→ Exercise goal
Would you please return the line containing "Generally, I resist" and all the lines after it through the end of the records below, unchanged and on their own?

[Collected data entries]
PR #703, opened 2020-03-11
Enhance IDE support

devmsh:
After watching your Laracon Online video, I really appreciate the testing workflow Livewire provide, this is a simple PR to make it easier for IDE like PHPStorm to autocomplete the testing related function just like official Laravel Facades do.

Sample from Laravel Queue Facades:
https://github.com/illuminate/support/blob/master/Facades/Queue.php

### DIFF
--- a/src/Livewire.php
+++ b/src/Livewire.php
@@ -4,6 +4,11 @@ namespace Livewire;
 
 use Illuminate\Support\Facades\Facade;
 
+/**
+ * @method static \Livewire\Testing\TestableLivewire test($name, $params = [])
+ *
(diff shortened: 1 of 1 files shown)


calebporzio:
Generally, I resist docblocks, but using them on Facades is really extremely helpful. Thanks a lot for this!

devmsh:
@calebporzio :D once I create a new file using PHP artisan command, the first thing I do is to delete the docblocks 😆 but I really like using them to overcome the PHP magic, so I supposed that using them in the Facade will make the developer life easier.

Thanks for your greate work 👍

→ Solution for this problem
Generally, I resist docblocks, but using them on Facades is really extremely helpful. Thanks a lot for this!

devmsh:
@calebporzio :D once I create a new file using PHP artisan command, the first thing I do is to delete the docblocks 😆 but I really like using them to overcome the PHP magic, so I supposed that using them in the Facade will make the developer life easier.

Thanks for your greate work 👍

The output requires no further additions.